Step 1: A Clear GoalEvery single successful data visualization begins with a question, a curiosity, followed by dedicated research. Data sets can be found in a large variety of places. Census tracts are useful and free resources that can benefit almost any topographic endeavor, especially those focused on discovering correlations between demographic, behavioral, and geographic data to learn more about the people which the data represents. There are scores of resources that maintain lists of usable information, some which are part of the open data movement, others that are only accessible for a fee. Another option for finding information, sometimes overlooked, is asking questions on forums, in blog comments, etc. The analyst should always use caution before beginning a project to ensure a reliable dataset.
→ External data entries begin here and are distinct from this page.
PR #222, opened 2016-04-20
Story/quad 156

PawanMahalle:


jdamerow:
please resolve conflicts

PawanMahalle:
Resolved conflicts. Please review.

Quadriga/src/main/java/edu/asu/spring/quadriga/dao/impl/projectblog/ProjectBlogEntryDAO.java
```diff
@@ -0,0 +1,74 @@
...
+
+        if (projectId == null || projectId.equals(""))
+            return null;
+
+        // Create a query to get all projects
+        Query query = sessionFactory.getCurrentSession().getNamedQuery("ProjectBlogEntryDTO.findByProjectId");
+
+        // Set max limit of number of items when there is limit on number of
+        // results to fetch
+        if (limit != null) {
```
jdamerow, line 62: this logic should be in your manager class

jdamerow, line 62: business logic = manager class; database logic = dao :)

Quadriga/src/main/java/edu/asu/spring/quadriga/web/projectblog/AddProjectBlogEntryController.java
```diff
@@ -0,0 +1,146 @@
...
+     */
+    @AccessPolicies({ @ElementAccessPolicy(type = CheckedElementType.PROJECT, paramIndex = 3, userRole = {
+            RoleNames.ROLE_COLLABORATOR_ADMIN, RoleNames.ROLE_PROJ_COLLABORATOR_ADMIN }) })
+    @RequestMapping(value = "sites/{ProjectUnixName}/addprojectblogentry", method = RequestMethod.GET)
+    public String addProjectBlogEntryForm(@PathVariable("ProjectUnixName") String projectUnixName,
+            @InjectProject(unixNameParameter = "ProjectUnixName") IProject project,
+            @RequestParam("projectId") String projectId, Model model)
+            throws QuadrigaStorageException, QuadrigaAccessException {
+
+        if (project == null) {
```
jdamerow: project will never be null, you can remove this check.

Quadriga/src/main/java/edu/asu/spring/quadriga/dao/impl/projectblog/ProjectBlogEntryDAO.java
jdamerow, line 62: never mind, I misread that. Let's leave it like that for now.

Quadriga/src/main/java/edu/asu/spring/quadriga/web/publicwebsite/PublicBlogController.java
```diff
@@ -0,0 +1,133 @@
...
+    }
+
+    /**
+     * reads the number of blog entries to be displayed from user properties
+     * file using {@linkplain Environment} object
+     * 
+     * @return number of blog entries to be displayed specified as
+     *         <code>projectblogentry.list.count<code> property.
+     */
+    private Integer getBlogEntryCount() {
```
jdamerow: but this should be moved to the manager class.

Quadriga/src/main/resources/locale/messages_en_US.properties
```diff
@@ -142,3 +142,6 @@ account_approval.error=Sorry, the account couldn't be approved. There seems to b
 account_approval.account_roles.required=Please specify at least one role for the user.
 account_approval.action.required=Please select "Approve" or "Deny".
 
+# project blog entry error messages
+blog_title.required=Please enter title of blog entry
```
jdamerow: period missing at the end of the sentence.

Quadriga/src/main/resources/locale/messages_en_US.properties
```diff
@@ -142,3 +142,6 @@ account_approval.error=Sorry, the account couldn't be approved. There seems to b
 account_approval.account_roles.required=Please specify at least one role for the user.
 account_approval.action.required=Please select "Approve" or "Deny".
 
+# project blog entry error messages
+blog_title.required=Please enter title of blog entry
+blog_description.required=Please enter description of blog entry
```
jdamerow: should be: "Please enter a text for the new blog entry."

Quadriga/src/test/java/edu/asu/spring/quadriga/mapper/ProjectBlogEntryDTOMapperTest.java
```diff
@@ -0,0 +1,172 @@
...
+    // Mocked variable values
+    public static final String ID = "BLGE_ID_DUMMY";
+    public static final String TITLE = "TITLE_DUMMY";
+    private static final String DESCRIPTION = "DESCRIPTION_DUMMY";
+    private static final String AUTHOR_NAME = "AUTHOR_NAME";
+    private static final Date CREATED_DATE = new Date();
+    private static final String PROJECT_ID = "PROJ_ID_DUMMY";
+
+    @Mock
+    ProjectBlogEntryDTOMapper projectBlogEntryDTOMapper = Mockito.mock(ProjectBlogEntryDTOMapper.class);
```
jdamerow: Why do you mock this?

Quadriga/src/test/java/edu/asu/spring/quadriga/service/impl/projectblog/ProjectBlogEntryManagerTest.java
```diff
@@ -0,0 +1,176 @@
...
+    /**
+     * tests
+     * {@link IProjectBlogEntryManager#getProjectBlogEntryList(String, Integer)}
+     * method responsible for retrieving list of project blog entries for a
+     * project
+     * 
+     * @throws QuadrigaStorageException
+     */
+    @Test
+    public void Test() throws QuadrigaStorageException {
```
jdamerow: what does this test? bad method name

Quadriga/src/main/java/edu/asu/spring/quadriga/web/publicwebsite/PublicBlogController.java
PawanMahalle: While developing, I considered that controller should be responsible for specifying the number of entries to fetch since the property is for project blog page only. If we move code to specify the number of entries to manager, manager will always fetch 5 entries specified in properties although some other code might expect the ProjectBlogEntryManager to fetch all the blog entries. That's why I added the specified the number of entries to fetch in controller instead of manager.

Could you please confirm if my understanding is correct? Please let me know if I am missing some case here. I am working on rest of the changes suggested by you.

Thanks,
Pawan

Quadriga/src/test/java/edu/asu/spring/quadriga/service/impl/projectblog/ProjectBlogEntryManagerTest.java
```diff
@@ -0,0 +1,176 @@
...
+
+        // Assert that exactly 2 entries are fetched
+        assertEquals(projectBlogEntryList.size(), 2);
+
+        // Assert the details of first blog fetched only when atleast one entry
+        // is fetched
+        // If there are fewer entries than expected, first assert will fail and
+        // NullPointerException is avoided
+        if (projectBlogEntryList.size() >= 1) {
+            assertEquals(projectBlogEntryList.get(0).getProjectBlogEntryId(), BLGE_ID_1);
```
jdamerow: assertEquals has first the expected value and then the tested one I believe

Quadriga/src/test/java/edu/asu/spring/quadriga/service/impl/projectblog/ProjectBlogEntryManagerTest.java
```diff
@@ -0,0 +1,176 @@
...
+    private void assertProjectBlogEntryList(List<IProjectBlogEntry> projectBlogEntryList) {
+
+        // Assert that exactly 2 entries are fetched
+        assertEquals(projectBlogEntryList.size(), 2);
+
+        // Assert the details of first blog fetched only when atleast one entry
+        // is fetched
+        // If there are fewer entries than expected, first assert will fail and
+        // NullPointerException is avoided
+        if (projectBlogEntryList.size() >= 1) {
```
jdamerow: why do you do these if statements here? you already made sure there are two elements in the list.

Quadriga/src/test/java/edu/asu/spring/quadriga/service/impl/projectblog/ProjectBlogEntryManagerTest.java
```diff
@@ -0,0 +1,176 @@
...
+        ProjectBlogEntryDTO projectBlogEntryDTO = createProjectBlogEntryDTO(UNIQUE_BLGE_ID, TITLE_NEW, DESCRIPTION_NEW);
+
+        Mockito.when(projectBlogEntryDTOMapper.getProjectBlogEntryDTO(projectBlogEntry))
+                .thenReturn(projectBlogEntryDTO);
+
+        // Calling the method to test
+        projectBlogEntryManagerUnderTest.addNewProjectBlogEntry(projectBlogEntry);
+
+        // Verifying that saveNewDTO method is called
+        verify(projectBlogEntryDAO).saveNewDTO(projectBlogEntryDTO);
```
jdamerow, line 174: you also want to make sure that the projectBlogEntry that is passed to your mapper has a date and and id.

Quadriga/src/main/java/edu/asu/spring/quadriga/web/publicwebsite/PublicBlogController.java
jdamerow: Well, ideally, the the blog would work something like that:
1. there is a default number of blog entries shown on the page. Default should be retrieved in manager class, so that there is no code duplication, if another class uses the same method (to retrieve all blog entries).
2. the blog page might let the user specify that they want to see more or less blog entries on the page (so the controller can call a method in the manager, that let's them specify how many blog entries they have). Basically, controllers control what's coming from the user side, manager control what the user can't influence (e.g. default values).
3. eventually, users want to move trhough the pages of blog entries and we will extend the existing methods to allow specifying pagination. It's even more important for that, that we don't have to calculate the number of entries per page every time.

Does this make sense?

PawanMahalle:
Merged changes from story/QUAD-137 to story/QUAD-156. Please review.

Quadriga/src/main/java/edu/asu/spring/quadriga/service/projectblog/IProjectBlogEntryManager.java
```diff
@@ -0,0 +1,41 @@
...
+ * implementations.
+ * 
+ * @author PawanMahalle
+ *
+ * @see ProjectBlogEntryManager
+ */
+public interface IProjectBlogEntryManager {
+
+    /**
+     * populates the details of a project blog entry and uses DAO to add an
```
jdamerow: You're missing the important things here. The method generates a new ID for the blog entry and it sets its date. Also, remove the table stuff. This is a manager class that doesn't know anything about where things are actually stored.

jdamerow:
ok to test

jdamerow:
Great, looks good. Let's make the font bigger though, to fit with the rest of the website:
image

Step 2: CleaningThe next step, especially when constructing something to publish, is to clean the data. Capitalization should be consistent, spelling errors and extra spaces eradicated, and formatting developed with purpose. You may have 100,000 rows of data or more, so no time to waste! We call this technique “data wrangling,” and there are many useful tools to help in this sort of effort. One such tool is an open source application called OpenRefine. OpenRefine allows the user to group the data using pieces of information, such as a string (a sequence of characters), a numeric value, or any other similarity that the data share. This is helpful for discovering typos, capitalization patterns, or other differences within a cell of data. This application can transform the data into other formats; combine it with other data sets, and more. OpenRefine fits most of CATMEDIA’s data wrangling needs. There are tools available for a fee that can help with other specific needs.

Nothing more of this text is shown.